На противоположном конце спектра важной темой автобиографий русских женщин является их положение жертвы. Типичные для «жертвы» нотки звучат в словах крестьянки Ефросиньи Кисловой, которая в 1970-х гг. начала свою устную историю жалобой: «Я горя тяпнула больше всех». В народных песнях, спетых Кисловой для фольклориста, речь идет главным образом о страданиях от руки мужчины, но в ее рассказе и в интервью других крестьянок мучителем выступает государство: «Хлеб государству, а нам костер»; «А тады, милки, как уже стала ета власть, так тады нас раскулачили»{238}. — Мемуары Вельской — настоящая сага о том, как государство преследовало крестьянскую семью, написанная под влиянием перестройки, — в итоге превращаются в обвинительный акт против Сталина. («Наше ему “большое” спасибо за такое “счастливое детство”», — язвительно пишет она{239}.) Воспоминания эмигранток первой волны часто складываются в историю гонений и издевательств со стороны большевиков и советской власти, практически во всех воспоминаниях о Большом терроре также volens nolens[117] делается упор на это{240}. Вера Шульц писала о своем аресте в 1938 г.: «Невозможно забыть такой жестокий и бессмысленный удар, затронувший всю твою жизнь. Невозможно забыть, что человек в любой миг может превратиться в бессильную, униженную пешку»{241}.
Впрочем, Кэтрин Мерридейл, беседуя в 1990-е гг. со своими респондентами о пережитых репрессиях, заметила, что уцелевшие часто не склонны говорить о своей жизни исключительно с позиции жертвы: «Большинство людей рассказывали о том, как они выжили… Они нашли свои способы справляться с потерями — человеческими и материальными — и до сих пор гордятся своей стойкостью»{242}. То же самое желание показать себя не жертвой (или не только жертвой), а борцом очевидно и в записанных в 1990-е гг. устных историях крестьян. «Иной раз изругаешься и заплачешь», — сказала интервьюерам одна деревенская женщина, но даже такой кошмарный опыт, как кулацкая ссылка, кое-чему ее научил{243}. «Печальная у меня была жизнь, — рассказывала другая, вспоминая, в частности, коллективизацию. — И так трудно было, а сколько обид я перенесла… Но, какие бы ни были суровые времена, я все-таки всех детей вырастила, образование им дала…»{244}
Есть истории жертв, обвиняющие не советскую власть, а других мучителей.
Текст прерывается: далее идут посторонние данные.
PR #4657, opened 2025-01-22
Revert global.json to match dotnet/runtime

LoopedBard3:
Revert global.json to match what dotnet/runtime has as wasm runs are failing due to using the runtimes installed dotnet and not the latest daily dotnet like our other runs, making it fail due to too new of a minimum in global.json.

There is currently a blocking issue to merge the latest dotnet/arcade update and we will have to wait for it to go in before we can update it to the same in our repo.

### DIFF
--- a/global.json
+++ b/global.json
@@ -1,15 +1,15 @@
 {
   "sdk": {
-    "version": "10.0.100-alpha.1.25064.3",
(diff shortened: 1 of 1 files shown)


caaavik-msft (approved):

LoopedBard3:
Failures are the same as being seen elsewhere, merging.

В советской автобиографии (особенно если речь шла о работницах или крестьянках) культивировался жанр testimonios, где основное внимание уделялось угнетению при царизме и сравнению жалкого дореволюционного существования с благоденствием и безграничными возможностями при советской власти:
«Я расскажу о своей жизни, о том, как жила раньше… С 11 лет осталась без матери, сиротой. С 12 лет меня уже отдали к деревенским кулакам в няньки, с 14 лет — в няньки на барский двор ухаживать за барскими детьми. Была я неграмотной, мне очень плохо жилось, я не знала, что есть другая, лучшая жизнь»{245}.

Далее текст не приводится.